Вавилевскому же настолько приглянулась идея поправок авторского текста, что сам вовсю старался вставлять в оригинал Грибоедова свои коррективы, как казалось, «революционно-прогрессивного» содержания. Так, Чацкий уже не попадает «с корабля на бал», а прилетает на Землю с коммунистического Марса. И именно посему фамусовский «реакционно-буржуазный» мир ему становится чуждым.

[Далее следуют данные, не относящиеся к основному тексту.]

Issue #4348, opened 2022-11-07
Update and improve the zones page


parlough:
Page URL: https://dart.dev/articles/archive/zones

Page source: https://github.com/dart-lang/site-www/tree/main/src/_articles/archive/zones.md

The [Dart Zones](https://dart.dev/articles/archive/zones) page is the only document covering zones but it is out of date, has issues, and is not following the website's current documentation and writing guidelines. We should update or completely replace it.

Some issues that the current page has for reference:

- [ ] Code does not follow Dart 2 standards, formatting, or suggested linter rules
- [ ] Some code/explanations are now incorrect
- [ ] Code is not tested
- [ ] Writing and structure does not match current site standards
- [ ] "A zone represents the asynchronous dynamic extent of a call" section is too technical and doesn't explain vocabulary (https://github.com/dart-lang/site-www/issues/2147)
- [ ] "Child zones don’t completely replace their parent zone" is not clear enough about what is replaced and what isn't (https://github.com/dart-lang/site-www/issues/2149)
- [ ] "A simple rule determines where errors are handled in a sequence" does not explain what the simple rule is (https://github.com/dart-lang/site-www/issues/2150)
- [ ] "the original zone must be the one that executes the microtask" has no explanation of why (https://github.com/dart-lang/site-www/issues/2151)
- [ ] "The run parameter also works for the initial, synchronous code that executes just after calling runZoned()." doesn't explain what the synchronous code is (https://github.com/dart-lang/site-www/issues/2153)
- [ ] `runZoned` will no longer have an `onError` parameter and must use `runZoneGuarded` (https://github.com/dart-lang/site-www/issues/4224)
- [ ] Error zones may be removed from zones (https://github.com/dart-lang/sdk/issues/49457)

PR #4403, opened 2022-11-29
[2.19] Add `runZonedGuarded` to Zones page

### LINKED ISSUE #4224: [2.19] runZoned docs
### Parent: 
https://github.com/dart-lang/sdk/issues/49679

### Evaluation: 
- Update needed:
    - https://dart.dev/articles/archive/zones : `runZoned` with `onError` used
    - ~Page is archived, what's the policy there? Update and take out of archive?~
      - Will take care of in a separate issue: https://github.com/dart-lang/site-www/issues/4348
- ~No entry in change log yet, add~
  - The only changes here are to the API docs, `onError` was already deprecated in a past release. I don't think cathcing up on API docs changes warrant an item in the change log 
  - But still warrants mention in 'What's new' page

### Reference:
- API docs already updated, use new syntax: https://github.com/dart-lang/sdk/commit/59cd692fb996f7b4f534a11ec9e270fcea07629e
- [This issue](https://github.com/dart-lang/sdk/issues/40681) better describes the change from `runZoned` with `onError` to `runZoned` and `runZonedGuarded`
- Some examples of `runZonedGuarded` in use:
  - [errorZone API](https://api.dart.dev/dev/2.19.0-437.0.dev/dart-async/Zone/errorZone.html)
  - [`(error, stackTrace)` example](https://github.com/privacybydesign/irmamobile/commit/577c26320a3ebdc7faa74cfe990efbdf70923d4a)
  - [`(dynamic error, StackTrace stackTrace)` example](https://github.com/aam/engine/commit/9a49932bf69b72c80eebb04fca22629ce7e7f2a8)
  - [other error handler output](https://github.com/abegehr/monsterjump/commit/12be8147386c6c9538fdd868eca8a13e880acef5)

MaryaBelanger:
This page obviously needs a lot of work, so I didn't update any of the conceptual content or any other dart syntax stuff _except_ what is directly related to changing the examples to using `runZonedGuarded`.

Full page update is tracked here: https://github.com/dart-lang/site-www/issues/4348

Closes #4224


parlough:
You're right, the code examples aren't currently linked to anything or tested. I'm assuming some of them don't even compile anymore or are incorrect. I haven't had a chance to add code excerpts yet but I'm tracking the work in https://github.com/dart-lang/site-www/issues/4348. Adjusting the code in the Markdown should be sufficient for this change. If you want me to prioritize the code excerpts, updating the code, and testing, let me know.

src/_articles/archive/zones.md
```diff
@@ -25,24 +25,28 @@ _Written by Florian Loitsch and Kathy Walrath<br>
...
 [Futures and Error Handling](/guides/libraries/futures-error-handling).
 
+[`runZoned()`]: ({{site.dart-api}}/{{site.data.pkg-vers.SDK.channel}}/dart-async/runZoned.html)
+[`runZonedGuarded()`]: ({{site.dart-api}}/{{site.data.pkg-vers.SDK.channel}}/dart-async/runZonedGuarded.html)
+
 Currently, the most common use of zones is
 to handle errors raised in asynchronously executed code.
 For example,
 a simple HTTP server
 might use the following code:
```
atsansone, line 41: **suggestion:** This reads longer than needed. Consider tightening the language. 
```suggestion
Many developers use zones to handle errors that asynchronously executed code raises.
For example, a simple HTTP server might use the following code.
```

src/_articles/archive/zones.md
```diff
@@ -165,16 +171,24 @@ Another way to produce an uncaught error is
 to call `new Future.error()` or
 a Completer's `completeError()` method.
 
-Use the `onError` argument to `runZoned()` to
-install a _zoned error handler_—an asynchronous error handler
+`runZoned()` does not handle errors.
+Its error-handling parameter `onError` 
+was deprecated because it requires the
+function's return type to always be nullable,
+which is unneccesarily cumbersome for [Null Safe code][].
```
atsansone, line 178: **question:** When was `onError` deprecated and by whom? If this deprecation occurred recently, call that out.

**suggestion:** Provide context and tighten up the writing.

```suggestion
`runZoned()` deprecated its error-handling parameter `onError`.
That parameter required the function's return type to be nullable.
That requirement proves cumbersome for [Null Safe code][]. 
```

src/_articles/archive/zones.md
```diff
@@ -193,9 +207,9 @@ they still execute.
...
 
-Also note that an _error zone_—a zone that has an error handler—might
-handle errors that originate in a child (or other descendant)
-of that zone.
+Also note that an _error zone_ — a zone that has an error handler
+— might handle errors that originate in a child
+(or other descendant) of that zone.
 A simple rule determines where
 errors are handled in a sequence of future transformations
 (using `then()` or `catchError()`):
```
atsansone, line 215: **suggestion:** Rephrase to tie this back to the last sentence. Also, the callout is the rule, so you don't need to preface it with a sentence, then a callout. It's too much. 

```markdown
A zoned error handler exists in an _error zone_.
This error zone might handle errors that originate
in a descendant of that zone.
```

atsansone: **suggestion:** Maybe include the sentence after the note within the note. That would tie the thoughts together better.

src/_articles/archive/zones.md
```diff
@@ -271,20 +285,20 @@ Consider this example:
...
 zoneFuture.catchError((e) { print('Never reached'); });
 completer.complete(499);
 {% endprettify %}
 
 Even though the future chain ends in a `catchError()`,
 the asynchronous error can't leave the error zone.
-Instead, the zoned error handler (the one specified in `onError`)
+Instead, the zoned error handler
+(the one specified in `runZonedGuarded()`)
 handles the error.
```
atsansone, line 300: **suggestion:** You don't need the instead or the parenthetical. Both imply that some of this text can be ignored. It really can't. Also, the parenthetical disrupted your flow, because otherwise "The zoned error handler handles the error" would have stood out more.

```suggestion
The zoned error handler found in `runZonedGuarded()`
responds to an error.
```

src/_articles/archive/zones.md
```diff
@@ -302,21 +316,21 @@ streams should have no side effect until listened to.
 A similar situation in synchronous code is the behavior of Iterables,
 which aren't evaluated until you ask for values.
 
-### Example: Using a stream with runZoned()
+### Example: Using a stream with runZonedGuarded()
 
-Here is an example of using a stream with `runZoned()`:
+Here is an example of using a stream with `runZonedGuarded()`:
```
atsansone, line 321: **issue:** I understand needing a sentence between the title and the code, but this reads like a rehashing of the title. Is there any way to rephrase or expand upon this so it reads like less of a "I had to do this" sentence?

atsansone (changes requested):
@MaryaBelanger : I noted some readability issues. Have a look. I leave most as suggestions in that what I added is a possibility, but consider working with the language in each comment.

src/_articles/archive/zones.md
lrhn: It happened as part of Dart 2.12 (null safety), because the existing API just didn't work very well with null safety.

src/_articles/archive/zones.md
```diff
@@ -165,16 +171,24 @@ Another way to produce an uncaught error is
...
+`runZoned()` does not handle errors.
+Its error-handling parameter `onError` 
+was deprecated because it requires the
+function's return type to always be nullable,
+which is unneccesarily cumbersome for [Null Safe code][]. 
+
+[Null Safe code]: /null-safety/index
+
+Instead, use `runZonedGuarded()` to install a
+_zoned error handler_ — an asynchronous error handler
```
lrhn, line 183: Might be worth saying that it catches both uncaught async errors *and* uncaught synchronous errors (which is why it needs the nullability in the return type, something throwing synchronously doesn't have value to return).

In comparison `runZoned` *can* have an error handler (because you can install one as part of the  `ZoneSpecification`), but that only works for asynchronous errors.

Let's take a step back.

The title of this section is "handling async errors".

The text here is mainly about *uncaught* async errors and zones handling those, which makes sense since the file is about zones.
Maybe the title should include "uncaught", otherwise it seems like simple error handling like `try`/`catch` in an `async` function would also be relevant. (And even if only looking at zones, `Zone.errorCallback` might be relevant too, and I don't think we need to burden readers with that. It's too specialized.)

Focusing on uncaught errors, and handling them, the section can then either show *all* the ways to do that, or it can focus on the most common one.
Which one do we want?

"All the ways" include `runZoned`, `runZonedGuarded`, and `Zone.fork`, and mentions `ZoneSpecification.uncaughtErrorHandler`.

I think I'd just focus on `runZonedGuarded`, as the easiest and most convenient way, and refer only to the others in a "see also" section.

In which case, we don't need to compare `runZoned` and `runZonedGuarded`, just say how `runZonedGuarded` works. (Even if we do mention the others, having the section above starting out telling you what *not* to do seems like wasted prime real-estate, it's better to start saying what you _should_ do. Then the reader can stop at any point after that and still come away with the answer they need.)

So, maybe:

> One of the most used features of zones is
> their ability to catch and handle uncaught errors.
>
>  An _uncaught error_ is often caused by some code using `throw`
> to raise an exception that is not handled by a `catch` statement.
> In an `async` function, such an error usually ends up as the result of a `Future`,
> which allows you to handle the error where you `await` the future.
> Sometimes an error escapes, and sometimes a future is not `await`ed, 
> in which case it becomes an uncaught error.
>
> Such an error can crash your program.
>
> A zone can have an _uncaught error handler_ installed when the zone is created.
> If an uncaught error occurs in code which runs in that zone, 
> the uncaught error handler is called instead of just crashing the program.
> (In fact, the code which crashes the program on an uncaught error
> is just the uncaught error handler of the root zone, 
> which any zone inherits if it doesn’t specify another handler).
>
> The easiest way to introduce a new zone with an uncaught error handler
> is to run code using `runZoneGuarded`. It’s `onError` callback becomes the
> uncaught error handler of a new zone, and it’s *also* used to handle any
> synchronous errors thrown by the call.
>
> Example:
>
> ... the timer example ...

In any case, don't focus on what doesn't work, just say what does, and how to do it.
Then maybe add a section saying

> See also `Zone.fork`, `Zone.runGuarded` and `ZoneSpecification.uncaughtErrorHandler`.

MaryaBelanger:
> Visit the preview URL for this PR (updated for commit [cf8f4d5](https://github.com/dart-lang/site-www/commit/cf8f4d58040610c5aae0328e8b5d56c0a4651984)):
> 
> https://dart-dev--pr4403-zones-onerror-0aw72vy3.web.app
> 
> (expires Tue, 06 Dec 2022 19:42:38 GMT)
> 
> 🔥 via [Firebase Hosting GitHub Action](https://github.com/marketplace/actions/deploy-to-firebase-hosting) 🌎
> 
> Sign: d851bc446d3c4d7394c5406c6f07255afc7075f3

Unrelated to the actual topic. but wondering about this. @parlough I don't think I explicitly deployed to a firebase project of mine, does this just happen automatically?

parlough:
If the build and tests pass, changes on a branch of dart-lang/site-www will be automatically staged on a temporary Firebase preview channel. Helps you avoid having to rebuild and deploy for every commit and makes it so some contributors don't necessarily need a local setup, which can be cumbersome.

src/_articles/archive/zones.md
MaryaBelanger: going to rewrite this whole section per Lasse's comment below

src/_articles/archive/zones.md
MaryaBelanger: @lrhn I only slightly reworded some parts of this. It's not necessary because I don't think I changed any meaning, but if you have a minute to confirm [this section](https://github.com/dart-lang/site-www/pull/4403/commits/5c1173dfdc70060289eb1b280be6991f3b48cfed#diff-2b7e547663296c3749c4b011b531d9163e186954912d493b1ecaa60063b013abR157) is still accurate that would be great thank you!

src/_articles/archive/zones.md
```diff
@@ -152,33 +154,51 @@ Code might execute in other nested child zones as well,
...
+rather than just crashing the program,
+it calls its uncaught error handler.
+(In fact, any zone that doesn't specify a handler
+inherits the uncaught error handler of the root zone,
+which just crashes the program on an uncaught error).
+
+The simplest way to introduce a new zone with an uncaught error handler
+is to use `runZoneGuarded`. Its `onError` callback becomes the
+uncaught error handler of a new zone, and handles any
+synchronous errors thrown by the call as well.
```
atsansone, line 183: **question:** Are there other ways to introduce a new zone with UEH? If so, do they matter in the context of this section? If they don't, be direct.

```markdown
To create a new zone with an ... , add a `runZoneGuarded` ...
```

src/_articles/archive/zones.md
```diff
@@ -152,33 +154,51 @@ Code might execute in other nested child zones as well,
...
   Timer.run(() { throw 'Would normally kill the program'; });
-}, onError: (error, stackTrace) {
+}, (error, stackTrace) {
   print('Uncaught error: $error');
 });
 {% endprettify %}
 
+_See also [`Zone.fork`][], [`Zone.runGuarded`][]
+and [`ZoneSpecification.uncaughtErrorHandler`][]
+for more uncaught error handling methods in zones._
```
atsansone, line 196: **issue:** Why, then how.
```suggestion
To learn more about uncaught error handling methods in zones,
see [`Zone.fork`][], [`Zone.runGuarded`][]
and [`ZoneSpecification.uncaughtErrorHandler`][]
```

**nit:** I really dislike `For more...`. It lacks agency.

src/_articles/archive/zones.md
```diff
@@ -193,16 +213,13 @@ they still execute.
...
+An error zone might handle errors that originate
+in a descendant of that zone.
 A simple rule determines where
 errors are handled in a sequence of future transformations
 (using `then()` or `catchError()`):
-
-{{site.alert.note}}
-  Errors on Future chains never cross the boundaries of error zones.
-{{site.alert.end}}
+Errors on Future chains never cross the boundaries of error zones.
```
atsansone, line 222: **suggestion:** Consider framing this as to why the reader would need an error zone, then define an error zone.

src/_articles/archive/zones.md
```diff
@@ -302,21 +318,22 @@ streams should have no side effect until listened to.
 A similar situation in synchronous code is the behavior of Iterables,
 which aren't evaluated until you ask for values.
 
-### Example: Using a stream with runZoned()
+### Example: Using a stream with `runZonedGuarded()`
 
-Here is an example of using a stream with `runZoned()`:
+Here's an example that sets up a stream with a callback,
+and then executes that stream in a new zone with `runZonedGuarded()`:
```
atsansone, line 324: **nit:** Recommend indicating where the example is in the page.
```markdown
The following example sets...
```

src/_articles/archive/zones.md
```diff
@@ -302,21 +318,22 @@ streams should have no side effect until listened to.
...
-runZoned(() { stream.listen(print); },
-         onError: (e) { print('Caught error: $e'); });
+runZonedGuarded(() { stream.listen(print); },
+         (e) { print('Caught error: $e'); });
 {% endprettify %}
 
 The exception thrown by the callback
-is caught by the error handler of `runZoned()`.
+is caught by the error handler of `runZonedGuarded()`.
 Here's the output:
```
atsansone, line 337: **suggestion:** Use active voice.
```markdown
The error handler in `runZonedGuarded()` catches the error that the callback threw.
This results in the following response.
```

atsansone (changes requested):
@MaryaBelanger : Solid content! Just needs some tightening. I explain why instead of just offering alternatives. See what you think?

src/_articles/archive/zones.md
```diff
@@ -21,28 +21,28 @@ obsolete: true
...
 
-Currently, the most common use of zones is
-to handle errors raised in asynchronously executed code.
+[`runZoned()`]: ({{site.dart-api}}/{{site.data.pkg-vers.SDK.channel}}/dart-async/runZoned.html)
+[`runZonedGuarded()`]: ({{site.dart-api}}/{{site.data.pkg-vers.SDK.channel}}/dart-async/runZonedGuarded.html)
+
+Developers commonly use zones to handle uncaught errors.
 For example,
 a simple HTTP server
 might use the following code:
```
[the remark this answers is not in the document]
MaryaBelanger: Aha, I see. So my issue with the last suggestion AND the way I rewrote it here is because I feel like making it active makes the statement about _developers_' personal preference more than about zones, so it...reads weird to me. 

I'm not sure if I'm explaining that well (?), but basically I don't know how to make it more zone-centric. What do you think of these?
> Zones handle uncaught errors

or

> Zones are useful for handling uncaught errors

or to stick to the original sentence the most

> The most common use of zones is to handle uncaught errors

src/_articles/archive/zones.md
MaryaBelanger: This part isn't about why you'd need error zones; "error zone" is just a zone that has an error handler, which is defined way earlier (it's basically the point of the whole page up to here). 

This is just to introduce the term "error zone" because it helps conceptualize the fact that a handler might end up handling errors from descendent zones, and how to assess the chain of handling.

src/_articles/archive/zones.md
MaryaBelanger: These are all the other ways to handle uncaught errors with zones, so not just "To learn more about..." but.... idk how to phrase it otherwise.

Maybe one of these?
> You can handle uncaught errors using other zone APIs, including ...

or

> Other methods of handling uncaught errors with zones are ...

src/_articles/archive/zones.md
MaryaBelanger: Yeah there are, I mentioned in the other comment about "See also...". `runZonedGuarded` is the best/most convenient

src/_articles/archive/zones.md
```diff
@@ -152,33 +154,51 @@ Code might execute in other nested child zones as well,
...
-
-Use the `onError` argument to `runZoned()` to
-install a _zoned error handler_—an asynchronous error handler
-that's invoked for every uncaught error in the zone.
-For example:
+their ability to catch and handle uncaught errors,
+both synchronous and asynchronous.
+An _uncaught error_ is often caused by code using `throw`
+to raise an exception without an accompanying `catch`
+statement to handle it.
```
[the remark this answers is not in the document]
MaryaBelanger: > Consider the asynchronous and synchronous clause. Wouldn't that be all errors? If so, exclude this clause.

Yeah I also just realized that sync and async is only true of `runZoneGuarded` anyway 

> Consider providing more context and chunking to get to an uncaught error. Explain it, then define it.

The text in the suggestion spends a lot of effort basically just explaining how error handling works, which is basic cs, not unique to Dart or zones, so doesn't need to be described. 

> Consider moving how zones help to the end. The prior sentences could build up to why it matters.

I don't really understand this. I'm in the school of main-point-first, details/why-following, because people are almost always skimming. Is this a principle we're using in practice? Can you show me other examples? This seems like a pretty obfuscating method for writing technical content.

src/_articles/archive/zones.md
```diff
@@ -152,33 +154,51 @@ Code might execute in other nested child zones as well,
...
+
+In `async` functions, errors usually end up as the result of a Future.
+Futures allow you to handle errors where you `await` the future.
+Sometimes an error escapes, or a future is not `await`-ed,
+in which case an error becomes an uncaught error.
+Uncaught errors can crash your program.
```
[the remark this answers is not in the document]
MaryaBelanger: Oh I think this is unclear. "errors usually end up as the result of a Future." doesn't mean the Future is causing errors, it means that when an error happens in async code, it is returned as a result _to_ a Future. Is that what you meant by "qualifier"?

I could reword it:
> In `async` functions, errors are usually returned as a result to a Future.

src/_articles/archive/zones.md
```diff
@@ -152,33 +154,51 @@ Code might execute in other nested child zones as well,
...
+
+Zones can install an _uncaught error handler_ upon creation.
+When an uncaught error occurs in that zone,
+rather than just crashing the program,
+it calls its uncaught error handler.
+(In fact, any zone that doesn't specify a handler
+inherits the uncaught error handler of the root zone,
+which just crashes the program on an uncaught error).
```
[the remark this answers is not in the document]
MaryaBelanger: > That last sentence didn't make sense. If the zone inherits the root zone's UEH, then why would it crash at all? Does it crash if the root zone doesn't have an UEH?

This was a little confusing for me to wrap my head around too, and they way I got it out definitely isn't ideal. 

Root zones have an implicit (or maybe "default" or "built-in" is a better term) uncaught error handler. That UEH also handles uncaught errors: it handles them by crashing the program. So it's saying that user-created zones inherit that implicit UEH from the root, and to explicitly define one is to override the root's implicit one, to do something other than crash (is that correct @lrhn ?)

To me, it's like a neat little implementation detail of the language (which is why it's in parenthesis, it actually can probably be ignored). Like saying that even crashing is a form of error handling because Dart had to be designed to react, that reaction doesn't come out of no where.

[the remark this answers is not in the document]
MaryaBelanger: Looking again, idk why I rewrote it the way I did because Lasse's original wording might make it more clear, what do you think?

> (In fact, the code which crashes the program on an uncaught error
is just the uncaught error handler of the root zone,
which any zone inherits if it doesn’t specify another handler).

src/_articles/archive/zones.md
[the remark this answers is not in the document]
atsansone: **reply:** That's definitely better. I would adjust, though, to clarify what has agency here. What returns an error? The function, then maybe:
```markdown
Async functions tend to return errors due to a Future.
```

I would get away from `usually` or adverbs in general. Find a better verb, because something like `usually` begs for `what about unusually`?

src/_articles/archive/zones.md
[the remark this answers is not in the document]
atsansone: **reply:** This makes sense, but reads like a meandering path. Maybe:
```markdown
The root zone handles any uncaught errors when another zone
lacks an explicit uncaught error handler.
```

I will cop to the fact that I despise parentheticals in technical documentation. Asides make little sense in these contexts. Explain what needs to be understood. If it's worth writing, it's worth writing as if you intend it to be read.

src/_articles/archive/zones.md
atsansone: **reply:** OK, that's a bit different. I like the first one or maybe:
```markdown
Zones can also handle uncaught errors using...
```

src/_articles/archive/zones.md
atsansone: **reply:** Maybe consider defining this with a little more clarity.
```
An _error zone_ covers any zone with an error handler.
```

...that's... not great on my part. But do you see the point?

src/_articles/archive/zones.md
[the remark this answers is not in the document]
atsansone: **reply:** OK, I get the distinction. How about...
```markdown
Dart needs a way to handle uncaught errors. 
Zones provide the most common solution to this problem.
```

src/_articles/archive/zones.md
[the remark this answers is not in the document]
atsansone: **reply:** I see your point. I tend to be in the "why should I care about this feature / item / topic" and like to lead folks a _little_ bit. If you just state what it is, I feel that conveys a finality to the text. It feels like a closed door to the face. I admit some of this comes from my background in ops where something tacitly known by devs doesn't get explained to others sometimes. I think that a little build up, a little context, makes the point more clear and better understood.

That said, I don't think that this is a hill for me to die on here and now. I think we can and should discuss it further later. If you're ok with it, let it ride. We can always come back to it.

**comment:** The original text does explain throw and catch, too, but "after the fact", which is why I recommended the switch.

atsansone (changes requested):
@MaryaBelanger : Great work and great points! I updated with a few questions and comments.

src/_articles/archive/zones.md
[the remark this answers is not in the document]
lrhn: Being pedantic ... Dart is a programming language. It doesn't need anything. (And it doesn't like being anthropomorphized ;).
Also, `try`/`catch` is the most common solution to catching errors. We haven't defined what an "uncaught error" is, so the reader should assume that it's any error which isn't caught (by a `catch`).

Бефстроганов сперва от таковых поправок как мог отпирался, но на роль Чацкого поставить больше было некого. Пришлось терпеть…
Чацкий: О Софья Павловна! Я Вам о Марсе расскажу!
О жизни без буржуев и попов…
София: Да, фантазер вы, Чацкий, я гляжу…
Чацкий: Я делом доказать сие готов!
София: Делом?! Уж простите…
Чацкий: Пока вы тут под царский гнетом спите
Мы строим на Венеру мост!
София: О Чацкий! Ваш недуг не так то прост.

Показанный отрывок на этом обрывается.